What to work on:
The answer should be each line from the entries below that has the word "inside" in it.

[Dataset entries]
Issue #2844, opened 2023-02-23
Export Profit and Loss data in Excel sheet


pankaj-ag:
If you go to Finance -> Reports-> Profit and Loss -> detailed P&L report

We have a report where we show the revenue with different filters. We need to download this report in an excel format with current filters applied. 

<img width="1400" alt="image" src="https://user-images.githubusercontent.com/10670690/220923457-091df710-cd2f-4e3d-be64-81ebdbe9519b.png">

PR #2850, opened 2023-02-27
Export Profit and Loss Report in Excel

yuvraj752:
Targets #2844

### Description

These changes are required to download profit and loss report data in excel.

### Checklist:

### DIFF
--- a/Modules/Report/Services/Finance/ProfitAndLossReportService.php
+++ b/Modules/Report/Services/Finance/ProfitAndLossReportService.php
@@ -36,7 +36,7 @@ class ProfitAndLossReportService
         $request = request()->all();
         $endYear = $request["year"];
         $startYear = $endYear - 1;
-        
+
         return Excel::download(new ProfitAndLossReportExport($reportData), "Profit And Loss Report $startYear-$endYear.xlsx");
     }
 
--- a/Modules/Report/Services/Finance/ProfitAndLossReportService.php
+++ b/Modules/Report/Services/Finance/ProfitAndLossReportService.php
@@ -34,7 +34,7 @@ class ProfitAndLossReportService
         $reportData = $this->profitAndLoss($filters);
         $reportData = $this->formatProfitAndLossForExportAll($reportData);
         $request = request()->all();
-        $endYear = $request["year"];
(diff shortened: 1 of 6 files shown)


pankaj-ag:
@yuvraj752 we need to use the same filters we are applying on the profit and loss data report. Currently I think it just downloads data for current Financial year.

pankaj-ag (changes requested):
@yuvraj752 we need to use the same filters we are applying on the profit and loss data report. Currently I think it just downloads data for current Financial year.

Modules/Report/Services/Finance/ProfitAndLossReportService.php
```diff
@@ -18,4 +21,73 @@ public function profitAndLoss(array $filters): array
...
+
+    public function profitAndLossReportExport()
+    {
+        $currentYear = date('m') > 03 ? date('Y') + 1 : date('Y');
+        $defaultFilters = [
+            'transaction' => 'revenue',
+            'year' => $currentYear,
+        ];
+
+        $filters = array_merge($defaultFilters, request()->all());
```
pankaj-ag, line 33: Let's keep the filter generation part in a single place or file. It will be easy to maintain that.

Modules/Report/Services/Finance/ProfitAndLossReportService.php
```diff
@@ -18,4 +21,73 @@ public function profitAndLoss(array $filters): array
...
+        $currentYear = date('m') > 03 ? date('Y') + 1 : date('Y');
+        $startYear = request()->input('year', $currentYear);
+        $lastYear = $startYear - 1;
+        $startYearVal = substr($startYear, -2);
+        $lastYearVal = substr((string) $lastYear, -2);
+        $allAmounts = array_map(function ($item) {
+            return $item['amounts'];
+        }, $reportData);
+
+        $profitAndLossData = [];
```
pankaj-ag, line 54: Since this function is only related to exports let's move this to an export file only.

pankaj-ag (changes requested):

pankaj-ag (approved):

PR #140, opened 2020-11-02
Created a simple Enemy System

HarshNarayanJha:
A simple Enemy System

Forum Link: https://forum.unity.com/threads/enemies.998704/
It's a enemy system in which I have sculpted a critter (not so good) and created a EnemyBase.cs . A Critter.cs sctipt extends EnemyBase and uses OnTriggerEnter, OnTriggerExit and OnColliderStay methods for detecting Player coming in detect range and moves towards it. If player collides with the enemy, a Health.cs script does TakeDamage method which decreases player's health by damageAmount. if health is 0 (or less than 0), player dies, then we can end the game or anything else.


ciro-unity:
Hey @HarshNarayanJha, two things:
- We already have a 3D model of the StoneCritter, you can find it in the `art-assets` branch.
- If you want to create enemy behaviour, you should use the state machine that we currently have in the game. However, there are also numerous PRs changing its behaviour, so I'd suggest to hold off for a little before using it. Or you can do it now, but be ready for some refactoring later!

For now, I'll put this PR on hold.

ciro-unity:
Closing this because it's not using the StateMachine at all.

PR #141, opened 2020-11-03
Input checks from Phase.Started => Phase.Performed

kgc00:
This PR changes input checks inside the InputReader.cs file from the InputActionPhase.Started phase to the Performed phase.

The input system provides the ability to define 'interactions' - different actions which fire off on the same button press depending on the length of the press (Hold, Multi-Tap, etc).

Actions are detected in the Started Phase, and considered complete in the Performed phase.  Currently we only look at the started phase, which will cause issues if we ever want to use the interaction system.

Should not affect any existing functionality, but just conform to best practice (all the official guides show performing callbacks from performed phase, not started phase).

More details here: https://forum.unity.com/threads/controls.980073/#post-6484114


ciro-unity:
Thanks, great that you spotted it. I'll merge it.
Are you on Discord? I'll grant you the role Open Projects Contributor if you give me the username!

PR #143, opened 2020-11-03
Added cached conditions to the State Machine

GFX5000i:
[Forum > Generic State Machine > Post](https://forum.unity.com/threads/generic-state-machine.979371/page-4#post-6480297)

With these changes the conditions will be cached on the first evaluation of every frame, this will allow the state machine transition logic to be more complex without increased processing in subsequent evaluations on the same frame.
This feature is active by default and can be changed independently for each instance of the condition Scriptable Object.
The caching is based on each instance of the state machine and of its respective SO.

There is a lot of changes on the code, but most of them are from refactoring:
- The abstract function Condition.Statement() changed from public to protected so it can only be used inside the internal Condition.GetStatement(). that is where the caching happens.
- Changed the createdInstances Dictionary from being a "nomad" variable to a readonly field inside the StateMachine. For better code readability.
- Both signatures of StateSO.GetState() unified in a single internal function. Since using the public method outside the FSM could lead to unwanted results.
- Added documentation regarding all Get methods for the abstract Scriptable Objects to clarify their behaviors.

For now this PR is marked as a draft since it depends on other PRs first. I might need to redo the code for a cleaner commit.
https://github.com/UnityTechnologies/open-project-1/pull/114
https://github.com/UnityTechnologies/open-project-1/pull/131

### DIFF
--- a/UOP1_Project/Assets/Prefabs/Pig.prefab
+++ b/UOP1_Project/Assets/Prefabs/Pig.prefab
@@ -941,8 +941,9 @@ MonoBehaviour:
   m_Script: {fileID: 11500000, guid: 1eeda163c70b3cb4ebb88ba92f608fd8, type: 3}
   m_Name: 
   m_EditorClassIdentifier: 
-  CurrentState: 
-  debug: 0
+  _debugger:
+    debugTransitions: 0
+    CurrentState: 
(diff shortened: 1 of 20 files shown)


GFX5000i:
cleaner version on PR https://github.com/UnityTechnologies/open-project-1/pull/164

The answer:
This PR changes input checks inside the InputReader.cs file from the InputActionPhase.Started phase to the Performed phase.
- The abstract function Condition.Statement() changed from public to protected so it can only be used inside the internal Condition.GetStatement(). that is where the caching happens.
- Changed the createdInstances Dictionary from being a "nomad" variable to a readonly field inside the StateMachine. For better code readability.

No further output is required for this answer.